(INFORMATION):
PR #378, opened 2016-07-18
docs(base.html): remove link to Deis 1.0 docs

mboersma:
I think the distracting big red banner about "You're viewing the latest release...for 1.0 click here" can be scrapped now that 1.0 has been in maintenance mode for a while. But maybe I'm jumping the gun? ping @slack.


flynnduism:
I think enough time has passed - LGTM1

sgoings:
The flow into Deis v2 docs from Deis.com makes the destination (v1.0 vs v2.0) pretty clear to me.

PR #395, opened 2016-07-21
doc(deploying-apps.md): add note about known issue in controller

arschles:
when deployments are turned on, the controller can crash on startup in
a very specific case

Ref https://github.com/deis/controller/issues/903

### DIFF
--- a/src/applications/deploying-apps.md
+++ b/src/applications/deploying-apps.md
@@ -103,9 +103,10 @@ each having multiple ReplicaSets (one per release) which in turn manage the Pods
 !!! Known Issue
 		If `DEIS_KUBERNETES_DEPLOYMENTS` is enabled and there is a deployment in progress when the
 		controller starts, the controller will crash until the deployment is finished. This issue can
-		specifically manifest itself if the controller crashes while you are scaling an app. The scale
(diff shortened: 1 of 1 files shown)


src/applications/deploying-apps.md
```diff
@@ -100,6 +100,14 @@ Where you will see differences while using the CLI is `deis ps:list` will output
 Behind the scenes your application deploy will be built up of a Deployment object per process type,
 each having multiple ReplicaSets (one per release) which in turn manage the Pods running your application.
 
+!!! Known Issue
+		If `DEIS_KUBERNETES_DEPLOYMENTS` is enabled and there is a deployment in progress when the
```
bacongobbler: Needs an extra newline to render this properly :)

arschles: Do you mean an extra newline below `!!! Known Issue`? Otherwise, I want the entire text to be inside the warning box

bacongobbler: Yes, that's what I meant :)

bacongobbler: Ah derp I'm misleading you. Never mind. Carry on!

PR #405, opened 2016-07-25
doc(applications): add pre-compile/post-compile hook docs

bacongobbler:
refs https://github.com/deis/slugbuilder/pull/86

### DIFF
--- a/src/applications/using-buildpacks.md
+++ b/src/applications/using-buildpacks.md
@@ -99,6 +99,21 @@ To use a custom buildpack, set the `BUILDPACK_URL` environment variable.
 
 On your next `git push`, the custom buildpack will be used.
 
+
+## Compile Hooks
+
+Sometimes, an application needs a way to stop or check if a service is running before building an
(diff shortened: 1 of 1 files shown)


src/applications/using-buildpacks.md
```diff
@@ -99,6 +99,21 @@ To use a custom buildpack, set the `BUILDPACK_URL` environment variable.
 
 On your next `git push`, the custom buildpack will be used.
 
+
+## Compile Hooks
+
+Sometimes, an application needs a way to stop or check if a service is running before building an
+app, and sometimes it requires notifying a service that the [Builder][] has finished compiling the
```
mboersma: This repeats "sometimes" twice. Maybe rephrase it like:
> Sometimes, an application needs a way to stop or check if a service is running before building an app, which may require notifying a service that...

bacongobbler:
Sorry, missed that comment @mboersma. I'll follow up. :)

(WHAT THE EXERCISE ASKS): In the records, which lines use the word "progress"? Report them.

(WRITTEN RESPONSE):
 		If `DEIS_KUBERNETES_DEPLOYMENTS` is enabled and there is a deployment in progress when the
+		If `DEIS_KUBERNETES_DEPLOYMENTS` is enabled and there is a deployment in progress when the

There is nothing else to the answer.